INPUT DATA:
────────────────────

PR #3310, opened 2023-09-18
Open Java Server Log always opens standard server log

### LINKED ISSUE #3309: Open Java Server Log always opens standard server log
Steps to reproduce:

- Set `"java.server.launchMode": "LightWeight",`
- Start VS Code
- Open the command palette (F1)
- Select `Java: Open Java Language Server Log File`

VS Code will open <your_workspace>/redhat.java/jdt_ws/.metadata/.log

snjeza:
Fixes #3309

### DIFF
--- a/src/extension.ts
+++ b/src/extension.ts
@@ -328,9 +328,9 @@ export async function activate(context: ExtensionContext): Promise<ExtensionAPI>
 			}
 
 			// Register commands here to make it available even when the language client fails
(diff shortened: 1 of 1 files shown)


rgrunber (approved):
Makes sense. I wondered what would happen if I called the command while the client is `Hybrid` and switching from `Lightweight` to `Standard`, but it seems because the server mode is `Hybrid` on initialization, it would never show the syntax server logs. I guess that's fine. It's still an improvement.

────────────────────

EXERCISE:
Line by line, please copy the records above exactly.

ANSWER SPACE:
PR #3310, opened 2023-09-18
Open Java Server Log always opens standard server log

### LINKED ISSUE #3309: Open Java Server Log always opens standard server log
Steps to reproduce:

- Set `"java.server.launchMode": "LightWeight",`
- Start VS Code
- Open the command palette (F1)
- Select `Java: Open Java Language Server Log File`

VS Code will open <your_workspace>/redhat.java/jdt_ws/.metadata/.log

snjeza:
Fixes #3309

### DIFF
--- a/src/extension.ts
+++ b/src/extension.ts
@@ -328,9 +328,9 @@ export async function activate(context: ExtensionContext): Promise<ExtensionAPI>
 			}
 
 			// Register commands here to make it available even when the language client fails
(diff shortened: 1 of 1 files shown)


rgrunber (approved):
Makes sense. I wondered what would happen if I called the command while the client is `Hybrid` and switching from `Lightweight` to `Standard`, but it seems because the server mode is `Hybrid` on initialization, it would never show the syntax server logs. I guess that's fine. It's still an improvement.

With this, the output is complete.